• [Exercise prompt] Please copy out each line of the listing that contains the word "chance".

• [Data section]

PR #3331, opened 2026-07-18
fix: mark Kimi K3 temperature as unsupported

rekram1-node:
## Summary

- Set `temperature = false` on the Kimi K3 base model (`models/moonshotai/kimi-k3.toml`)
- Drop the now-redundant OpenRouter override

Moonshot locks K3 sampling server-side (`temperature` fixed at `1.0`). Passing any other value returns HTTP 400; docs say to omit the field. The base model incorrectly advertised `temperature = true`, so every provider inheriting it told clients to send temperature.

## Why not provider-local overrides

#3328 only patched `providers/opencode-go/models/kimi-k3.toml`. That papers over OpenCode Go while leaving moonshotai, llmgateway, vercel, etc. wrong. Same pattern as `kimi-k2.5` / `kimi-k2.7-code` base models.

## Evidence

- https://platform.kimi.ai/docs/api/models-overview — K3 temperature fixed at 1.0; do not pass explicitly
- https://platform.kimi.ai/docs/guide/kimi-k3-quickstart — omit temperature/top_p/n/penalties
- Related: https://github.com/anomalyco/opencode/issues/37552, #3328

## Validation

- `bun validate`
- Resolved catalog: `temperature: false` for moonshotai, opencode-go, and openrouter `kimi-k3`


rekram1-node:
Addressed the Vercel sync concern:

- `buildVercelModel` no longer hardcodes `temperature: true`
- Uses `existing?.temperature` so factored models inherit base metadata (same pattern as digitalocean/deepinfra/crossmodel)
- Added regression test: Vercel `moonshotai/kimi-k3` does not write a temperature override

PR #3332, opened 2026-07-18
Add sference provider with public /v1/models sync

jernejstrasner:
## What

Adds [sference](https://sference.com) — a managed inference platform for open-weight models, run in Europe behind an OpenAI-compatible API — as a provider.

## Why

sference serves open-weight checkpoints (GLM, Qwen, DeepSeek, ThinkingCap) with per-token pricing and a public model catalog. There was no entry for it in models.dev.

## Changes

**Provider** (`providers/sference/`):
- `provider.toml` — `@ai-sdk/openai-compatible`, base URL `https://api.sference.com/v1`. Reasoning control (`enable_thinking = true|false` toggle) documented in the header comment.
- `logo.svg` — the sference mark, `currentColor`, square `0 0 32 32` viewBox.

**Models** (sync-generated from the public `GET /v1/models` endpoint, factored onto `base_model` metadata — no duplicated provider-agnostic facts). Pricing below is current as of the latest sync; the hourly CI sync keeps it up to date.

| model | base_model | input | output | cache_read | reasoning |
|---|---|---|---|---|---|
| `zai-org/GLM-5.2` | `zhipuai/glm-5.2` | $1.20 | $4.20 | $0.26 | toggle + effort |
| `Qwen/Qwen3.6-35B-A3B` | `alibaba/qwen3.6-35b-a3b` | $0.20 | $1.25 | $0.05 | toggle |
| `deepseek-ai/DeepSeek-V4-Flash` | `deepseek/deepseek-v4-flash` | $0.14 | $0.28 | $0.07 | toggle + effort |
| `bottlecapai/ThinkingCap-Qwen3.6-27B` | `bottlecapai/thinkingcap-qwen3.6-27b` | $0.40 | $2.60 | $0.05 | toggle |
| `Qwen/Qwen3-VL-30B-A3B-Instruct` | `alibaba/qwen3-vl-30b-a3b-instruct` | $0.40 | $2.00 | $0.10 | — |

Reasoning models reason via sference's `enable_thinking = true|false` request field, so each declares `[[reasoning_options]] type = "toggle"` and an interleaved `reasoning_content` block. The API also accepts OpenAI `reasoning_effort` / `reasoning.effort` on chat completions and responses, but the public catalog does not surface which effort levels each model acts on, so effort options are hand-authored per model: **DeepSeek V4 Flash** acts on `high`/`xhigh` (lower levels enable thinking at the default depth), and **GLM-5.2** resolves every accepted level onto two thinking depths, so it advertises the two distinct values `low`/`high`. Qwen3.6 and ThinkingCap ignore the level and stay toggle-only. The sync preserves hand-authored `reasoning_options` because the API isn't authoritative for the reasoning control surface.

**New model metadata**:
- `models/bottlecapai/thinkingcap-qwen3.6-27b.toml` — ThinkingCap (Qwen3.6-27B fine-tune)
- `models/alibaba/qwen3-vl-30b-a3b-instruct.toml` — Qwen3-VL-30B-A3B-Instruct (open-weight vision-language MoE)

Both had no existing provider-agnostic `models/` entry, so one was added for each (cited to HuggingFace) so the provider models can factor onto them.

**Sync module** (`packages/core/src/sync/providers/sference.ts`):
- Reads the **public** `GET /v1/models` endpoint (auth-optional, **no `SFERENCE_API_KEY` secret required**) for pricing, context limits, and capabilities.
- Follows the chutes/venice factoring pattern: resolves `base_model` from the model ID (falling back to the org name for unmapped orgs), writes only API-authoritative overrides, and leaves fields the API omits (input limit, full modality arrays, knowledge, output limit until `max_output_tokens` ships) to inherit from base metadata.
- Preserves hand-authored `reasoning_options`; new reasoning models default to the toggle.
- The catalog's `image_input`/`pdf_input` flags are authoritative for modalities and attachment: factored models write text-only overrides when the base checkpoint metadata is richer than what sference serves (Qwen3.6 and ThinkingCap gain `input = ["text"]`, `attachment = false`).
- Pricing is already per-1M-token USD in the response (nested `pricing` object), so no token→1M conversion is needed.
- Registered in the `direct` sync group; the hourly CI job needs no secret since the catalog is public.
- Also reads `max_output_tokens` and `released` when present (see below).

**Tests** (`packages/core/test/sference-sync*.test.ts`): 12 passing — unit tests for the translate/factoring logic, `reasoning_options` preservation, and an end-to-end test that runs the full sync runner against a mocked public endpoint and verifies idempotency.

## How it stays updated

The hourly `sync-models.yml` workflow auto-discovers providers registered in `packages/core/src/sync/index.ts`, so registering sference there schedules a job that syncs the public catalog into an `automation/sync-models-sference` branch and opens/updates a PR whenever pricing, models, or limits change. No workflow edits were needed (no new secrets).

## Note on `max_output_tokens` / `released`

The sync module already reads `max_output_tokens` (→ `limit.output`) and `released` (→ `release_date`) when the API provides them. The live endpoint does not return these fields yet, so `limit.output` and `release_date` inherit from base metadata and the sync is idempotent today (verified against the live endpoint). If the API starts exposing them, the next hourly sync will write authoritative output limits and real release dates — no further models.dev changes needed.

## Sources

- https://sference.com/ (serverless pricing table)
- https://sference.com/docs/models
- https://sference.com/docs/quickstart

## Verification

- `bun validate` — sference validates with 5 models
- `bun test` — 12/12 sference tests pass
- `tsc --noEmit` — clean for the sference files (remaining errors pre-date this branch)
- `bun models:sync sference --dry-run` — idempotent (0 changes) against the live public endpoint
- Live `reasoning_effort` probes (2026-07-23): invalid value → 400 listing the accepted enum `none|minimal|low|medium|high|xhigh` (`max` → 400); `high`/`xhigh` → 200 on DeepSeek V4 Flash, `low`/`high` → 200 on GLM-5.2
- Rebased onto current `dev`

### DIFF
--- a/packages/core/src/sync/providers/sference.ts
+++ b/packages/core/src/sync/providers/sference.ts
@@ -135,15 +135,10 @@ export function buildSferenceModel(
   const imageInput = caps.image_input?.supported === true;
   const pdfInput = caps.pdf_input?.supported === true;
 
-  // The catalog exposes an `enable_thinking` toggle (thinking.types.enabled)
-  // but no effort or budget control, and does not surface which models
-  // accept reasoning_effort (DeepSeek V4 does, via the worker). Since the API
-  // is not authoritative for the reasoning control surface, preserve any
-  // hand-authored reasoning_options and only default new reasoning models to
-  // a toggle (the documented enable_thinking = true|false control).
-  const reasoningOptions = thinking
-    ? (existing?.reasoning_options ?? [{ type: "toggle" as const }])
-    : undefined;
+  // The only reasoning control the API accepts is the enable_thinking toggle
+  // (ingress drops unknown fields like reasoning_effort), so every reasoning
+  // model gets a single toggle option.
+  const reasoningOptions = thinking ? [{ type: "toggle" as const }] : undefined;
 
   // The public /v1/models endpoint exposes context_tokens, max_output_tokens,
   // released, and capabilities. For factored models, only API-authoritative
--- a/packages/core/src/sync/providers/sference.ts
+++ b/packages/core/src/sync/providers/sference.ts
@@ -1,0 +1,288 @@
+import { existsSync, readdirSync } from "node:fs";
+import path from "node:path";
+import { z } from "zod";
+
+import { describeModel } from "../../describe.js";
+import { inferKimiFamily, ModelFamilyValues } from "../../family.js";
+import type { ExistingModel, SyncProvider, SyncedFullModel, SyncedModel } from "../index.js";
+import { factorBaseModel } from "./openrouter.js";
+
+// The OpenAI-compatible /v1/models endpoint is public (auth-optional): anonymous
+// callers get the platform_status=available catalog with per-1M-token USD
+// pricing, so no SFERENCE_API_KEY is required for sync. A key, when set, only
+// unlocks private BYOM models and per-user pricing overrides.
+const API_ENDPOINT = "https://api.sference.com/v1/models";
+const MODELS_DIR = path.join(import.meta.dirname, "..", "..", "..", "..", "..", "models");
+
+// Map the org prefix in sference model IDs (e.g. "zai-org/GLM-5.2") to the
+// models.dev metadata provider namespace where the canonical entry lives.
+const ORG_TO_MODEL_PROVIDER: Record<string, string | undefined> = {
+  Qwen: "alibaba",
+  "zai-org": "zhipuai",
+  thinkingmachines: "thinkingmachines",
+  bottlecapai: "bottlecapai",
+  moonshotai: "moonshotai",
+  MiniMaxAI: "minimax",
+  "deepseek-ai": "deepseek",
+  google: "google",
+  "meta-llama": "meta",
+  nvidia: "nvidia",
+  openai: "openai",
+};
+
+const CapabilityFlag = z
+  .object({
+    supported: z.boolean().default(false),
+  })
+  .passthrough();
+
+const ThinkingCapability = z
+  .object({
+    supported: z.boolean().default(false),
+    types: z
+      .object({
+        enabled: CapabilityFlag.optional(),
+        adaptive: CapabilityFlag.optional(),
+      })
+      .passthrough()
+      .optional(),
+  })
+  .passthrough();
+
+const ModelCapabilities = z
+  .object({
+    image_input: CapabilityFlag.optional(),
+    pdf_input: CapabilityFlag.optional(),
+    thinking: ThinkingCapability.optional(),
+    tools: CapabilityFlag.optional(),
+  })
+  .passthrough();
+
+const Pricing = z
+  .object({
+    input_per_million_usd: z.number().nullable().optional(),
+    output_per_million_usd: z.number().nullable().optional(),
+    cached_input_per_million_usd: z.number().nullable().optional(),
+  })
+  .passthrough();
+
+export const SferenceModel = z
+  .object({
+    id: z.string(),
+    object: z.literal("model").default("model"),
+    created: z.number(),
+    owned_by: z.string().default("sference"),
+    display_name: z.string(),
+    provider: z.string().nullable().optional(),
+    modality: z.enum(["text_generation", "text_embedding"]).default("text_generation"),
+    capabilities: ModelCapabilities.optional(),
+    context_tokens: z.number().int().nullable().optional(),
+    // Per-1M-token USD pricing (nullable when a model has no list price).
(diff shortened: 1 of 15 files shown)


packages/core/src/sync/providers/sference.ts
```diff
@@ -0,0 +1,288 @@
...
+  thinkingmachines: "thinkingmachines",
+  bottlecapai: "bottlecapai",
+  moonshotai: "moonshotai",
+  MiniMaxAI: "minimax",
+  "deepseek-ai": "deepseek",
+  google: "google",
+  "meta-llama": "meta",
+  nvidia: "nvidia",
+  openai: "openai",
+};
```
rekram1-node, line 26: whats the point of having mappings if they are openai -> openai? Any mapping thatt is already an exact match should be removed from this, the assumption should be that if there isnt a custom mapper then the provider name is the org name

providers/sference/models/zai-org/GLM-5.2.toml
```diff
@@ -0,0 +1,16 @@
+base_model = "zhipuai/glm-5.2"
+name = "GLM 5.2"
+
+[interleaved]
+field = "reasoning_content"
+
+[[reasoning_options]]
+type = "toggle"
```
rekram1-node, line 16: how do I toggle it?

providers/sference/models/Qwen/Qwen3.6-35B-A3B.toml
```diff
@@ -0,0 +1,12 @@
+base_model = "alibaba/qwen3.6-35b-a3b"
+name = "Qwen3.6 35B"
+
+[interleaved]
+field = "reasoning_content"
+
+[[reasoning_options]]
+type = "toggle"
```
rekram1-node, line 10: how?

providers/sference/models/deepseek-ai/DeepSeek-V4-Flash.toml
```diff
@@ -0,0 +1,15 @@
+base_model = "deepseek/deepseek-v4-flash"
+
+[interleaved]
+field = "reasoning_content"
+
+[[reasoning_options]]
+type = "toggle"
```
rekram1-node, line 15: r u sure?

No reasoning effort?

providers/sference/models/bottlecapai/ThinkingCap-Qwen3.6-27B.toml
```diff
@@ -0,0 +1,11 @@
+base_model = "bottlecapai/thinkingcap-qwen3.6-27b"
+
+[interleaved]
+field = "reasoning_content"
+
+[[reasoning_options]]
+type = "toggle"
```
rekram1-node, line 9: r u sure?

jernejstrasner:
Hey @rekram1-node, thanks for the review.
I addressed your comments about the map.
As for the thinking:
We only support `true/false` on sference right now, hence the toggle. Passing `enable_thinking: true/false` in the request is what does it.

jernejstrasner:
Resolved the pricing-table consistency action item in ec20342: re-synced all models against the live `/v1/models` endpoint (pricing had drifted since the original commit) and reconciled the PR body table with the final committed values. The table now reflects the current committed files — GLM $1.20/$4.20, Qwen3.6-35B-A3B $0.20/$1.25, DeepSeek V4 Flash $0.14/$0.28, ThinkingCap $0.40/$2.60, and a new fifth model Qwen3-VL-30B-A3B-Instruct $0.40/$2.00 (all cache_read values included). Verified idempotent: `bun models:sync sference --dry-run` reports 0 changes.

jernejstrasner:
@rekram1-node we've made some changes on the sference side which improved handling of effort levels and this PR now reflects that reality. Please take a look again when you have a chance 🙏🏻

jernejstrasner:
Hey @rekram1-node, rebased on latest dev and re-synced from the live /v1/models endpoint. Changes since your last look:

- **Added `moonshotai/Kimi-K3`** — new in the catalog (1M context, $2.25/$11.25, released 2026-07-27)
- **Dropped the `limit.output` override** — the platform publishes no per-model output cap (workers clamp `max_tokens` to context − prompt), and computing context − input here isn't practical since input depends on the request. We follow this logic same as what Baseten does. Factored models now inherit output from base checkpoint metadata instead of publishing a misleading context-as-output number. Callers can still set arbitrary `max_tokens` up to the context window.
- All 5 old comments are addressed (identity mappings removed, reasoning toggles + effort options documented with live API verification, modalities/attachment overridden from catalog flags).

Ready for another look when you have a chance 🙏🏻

• [Reply to the exercise]
@rekram1-node we've made some changes on the sference side which improved handling of effort levels and this PR now reflects that reality. Please take a look again when you have a chance 🙏🏻
Ready for another look when you have a chance 🙏🏻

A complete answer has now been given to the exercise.